Which they did immediately, wheeling in a table, with tablecloth and all, and a serving cart. It was a regular procession that came into my room. I’d had dinner brought to my room before, sometimes to share with Ben, but I’d never had this type of thing. Usually our dinners came on a large tray. I guessed it was different when you were the Good Man.
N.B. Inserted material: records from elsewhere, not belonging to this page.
PR #509, opened 2022-10-12
Reduce the risk of mem leaks

Baccata:
Okay, so this is an interesting one : the Cached schema visitor uses a HashMap, which only works if we have proper hashCode/equality methods. 

Now the thing is, because we use `transformHintsTransitively` during the course of some interpreters, it puts the user at risk if they're not properly memoizing the interpreter, as re-instantiation of interpreters would lead to re-transformation of hints, which would lead into new Schemas that wouldn't be referentially-equal to the previous iteration. 

To be clearer, any lambda present in a data structure makes it inherently hard to compare / check for equality)

This PR attempts at mitigating the problem by reducing the risk of cache-miss when transforming schemas using the same transformations. This is performed by wrapping the schema in a Wrapper construct that has a reasonably stable hash-code and equal method with regards with the constraints at end. It is not devoid of risk, if users started creating schemas in weird fashions, but it greatly mitigates the problem in "standard Smithy4s usage", and protects users would may use a `def` accidentally to store the smithy4s routing.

In the lead, two servants pushed a wheeled table, with white tablecloth. Following them were two servants, one carrying two branched candlesticks with candles—candles?—and the other carrying a tray with plates, glassware and silverware. Following them came two more servants wheeling a multi-tier serving cart, of the kind that has surfaces to keep food cold and surfaces to keep food hot, and which contained more covered trays, platters of fruit and vegetables, tastefully arranged cheese plates and silver trays with dainties than would feed a family of ten for three days. And following those were other, uniformed servants carrying two chairs.

Before I could blink, the table was set by the window, the candles burning, the lights dimmed—did they think this was a romantic assignation? Had rumors of my misdeeds preceded me? No. It was just that my father probably only had dinner for two in this room when it was an assignation—plates and silverware in place, the serving cart disposed nearby, and a servant disposed behind each chair, waiting to serve us. That wouldn’t do, not if I wanted Nat to talk. And Nat wanted to talk. I could see it in his eyes. And frankly, I needed him to talk, if I was going to stay alive in this brave new world.